First, there must be an assessment of the creditworthiness of Alitalia, that is, an assessment of Alitalia’s capacity to repay that debt obligation.
Second, if Alitalia is deemed to be creditworthy, the assessment has to check if the conditions of the two State loans are in line with the conditions of comparable transactions in the market. That assessment would compare the conditions of the two State loans (interest rates, collateral, seniority, maturity, repayment schedule) with the conditions that a private lender would have granted for comparable loans.”
“(210) Furthermore, the economic considerations of the MEO could differ depending whether it has any existing exposure to the borrowing company. The Commission will assess the prior exposure of the Italian State to Alitalia. As it will be shown […] that prior exposure was not relevant for the MEO assessment of the two State loans. The Commission therefore considers that a standalone assessment of the two State loans is the one that a market economy operator, namely a lender, would have pursued in the position of the Italian State.”

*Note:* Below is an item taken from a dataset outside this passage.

PR #86, opened 2014-07-14
Add ability to attach sections without explicitely set section's ClassName

airatshigapov:
Current realisation doesn't allow sections to be attached without explicit class name set, for example we are forced to use this:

The Commission assessed the MEOT in three different scenarios:
- a restructuring scenario with continued operation of Alitalia;
- a sales scenario in which Alitalia or its operating assets are sold in operation to a third party;
- a liquidation scenario, when the assets are sold under liquidation.
The first loan: EUR 600 million
With respect to the first loan, “(213) a market economy lender, at the time of granting the initial loan, would have compared the following two amounts:
(1) The EUR 630 million debt repayment at the six-month maturity, which is the sum of the amount of the principal (EUR 600 million) and the amount equivalent to 10% interest for a six-month period; and
(2) the expected cash available to Alitalia at the six-month maturity of the loan.”
The rate of interest of 10% was what Italy had charged for the loan.
“(214) A necessary condition for the initial loan to be in line with market conditions is that the latter amount (under point 2 above) is greater than the former amount (under point 1 above). In other words, it should be assessed whether a market economy lender would expect Alitalia to generate enough cash to repay the loan plus interest at the 6 months maturity.”
“(215) In addition, a market economy lender would have also assessed the riskiness of the initial loan, which depends on characteristics, such as seniority, maturity and collateralization, as well as the financial situation of Alitalia. Based on that assessment, a market economy lender would have decided on the interest rate of the loan reflecting the riskiness of the loan. Therefore, another necessary condition for the loan to be in line with market conditions is that the 10% interest rate should reflect the riskiness of the loan.”
“(216) Furthermore, at the time of granting the initial loan on 2 May 2017, a market economy lender would have considered that the options available to the extraordinary commissioners were the following: 1) to restructure Alitalia; or 2) to sell Alitalia either as a going concern or as an asset sale. A market economy lender would have also assessed the following elements regarding the financial situation of Alitalia: its past financial performance, its assets and liabilities and its expected future cash flows.”
Restructuring scenario: The Commission outlined the financial problems of Alitalia over a long period of time and confirmed that Italy had prior exposure of a mere 1% as an indirect shareholder via other shareholdings. This minuscule exposure did not justify the risk Italy assumed through the loan. Moreover, the act placing Alitalia under extraordinary administration meant that shareholders could not exercise their rights. According to the Commission, a market operator would have disregarded its indirect exposure to Alitalia.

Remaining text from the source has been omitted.